Tuesday, May 9, 2017

Investing Principles of Warren Buffet -II

MEET MR. MARKET—YOUR SERVANT, NOT YOUR GUIDE

“Mr. Market” was a character invented by Ben Graham to illuminate his students’ minds regarding market behavior. The stock market should be viewed as an emotionally disturbed business partner, Graham said.39 This partner, Mr. Market, shows up each day offering a price at which he will buy your share of the business or sell you his share. No matter how wild his offer is or how often you reject it, Mr. Market returns with a new offer the next day and each day thereafter. Buffett says the moral of the story is this: Mr. Market is your servant, not your guide.

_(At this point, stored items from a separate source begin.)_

PR #152, opened 2014-05-28
Change Python comment style to match PEP8 standard

jturmel:


jonafato:
As of the merging of #183, this is fixed.

alerque:
This has long since been "fixed". There is some discussion _vis-à-vis_ #202 whether this was the right fix or not, I'm closing this PR as a duplicate. Thanks for taking the time to contribute @jturmel.

PR #153, opened 2014-06-20
add space in c /*  */ comment

idning:
/*nothing to send*/

=================================>

            /* nothing to send */


alerque:
Thanks for taking the time to contribute @idning. As not all people have the same preference though I'm afraid I won't  be able to merge this as is. Fear not though, because this is already setup as a user defined preference. If you prefer spaces inside your comment delimiters, please add this to your rc file:

```
let g:NERDSpaceDelims = 1
```

Issue #145, opened 2014-03-13
NERD_<filetype>_alt_style doesn't work


Wyatts:
It's documented but, from what I can tell of the source, it's not even implemented.

alerque:
This seems to be a duplicate of #33. I'll review the PR as soon as I can get to it. I've only just been added as a maintainer and am working through the issue backlog.

PR #155, opened 2014-07-25
Implement functionality to chose the alternative comment style

saep:
This somewhat fixes Issue #145.

I have no experience in VimL whatsoever, but this seems to be the proper way to respect the NERD_\<filetype\>_alt_style feature. 

If you agree that this is a valid fix, I'd have no problem creating another commit that updates the documentation.

### DIFF
--- a/doc/NERD_commenter.txt
+++ b/doc/NERD_commenter.txt
@@ -714,11 +714,11 @@ again.
 
 If you want the NERD commenter to use the alternative delimiters for a
 specific filetype by default then put a line of this form into your vimrc: >
-    let NERD_<filetype>_alt_style=1
+    let g:NERD_<filetype>_alt_style=1
 <
 Example: java uses // style comments by default, but you want it to default to
 /* */ style comments instead. You would put this line in your vimrc: >
-    let NERD_java_alt_style=1
+    let g:NERD_java_alt_style=1
 <
 
 See |NERDComAltDelim| for switching commenting styles at runtime.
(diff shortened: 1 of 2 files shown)


luisgerhorst:
:+1: Thanks, works fine.

luisgerhorst:
I have a problem with using this version with split windows.

I have set `let g:NERD_erlang_alt_style=1 ` in my `.vimrc`. When I now split my window with an erlang file open using `CTRL-w s` and open a file in another language (e.g. my `.vimrc`) in that buffer, and then switch back to the erlang file using `CTRL-w w` and use `<LEADER>c<space>` to comment out a line it uses the normal comment style again and not the alternate one. Note then I don't have this problem when I simply click on the erlang buffer to switch back to it in MacVim.

saep:
I actually have the same problem by switching between LaTeX and Haskell. Since I almost exclusively use the alternative delimiters and I don't want to spend more time on this, this pull request will probably remain kind of broken.

alerque:
Thanks for taking the time to contribute @seap! I've recently been added as a maintainer on this project and have been going through the backlog of  issues and contributions. I'd really like to see this included as quite a number of people have noted that it doesn't work as documented.

In looking through this it looks like there are a few issues that need to be touched up before it's ready for prime time. Notably the state of regular vs. alternate delimiters should probably be stored in a buffer specific variable (`b:...` instead of the global `g:...`) so that it doesn't get messed up while switching panes, tabs, etc. Are you around at all and are you interested in patching this up?

saep:
Feel free to adjust and use this patch in an way you like. I am not using this plugin anymore and I don't like commiting untested code.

In March 1989, as the stock market soared, Buffett wrote:
“We have no idea how long the excesses will last, nor do we know what will change the attitudes of the government, lender, and buyer that fuel them. But we know that the less prudence with which others conduct their affairs, the greater the prudence with which we should conduct our own affairs.”                                                                      


“When I worked for Graham-Newman, I asked Ben Graham, who then was my boss, about that. He just shrugged and replied that the market always eventually does. He was right: In the short run, [the market is] a voting machine; in the long run, it’s a weighing machine.”
                                                                        


“The fact that people will be full of greed, fear, or folly is predictable. The sequence is not predictable.”                                                                        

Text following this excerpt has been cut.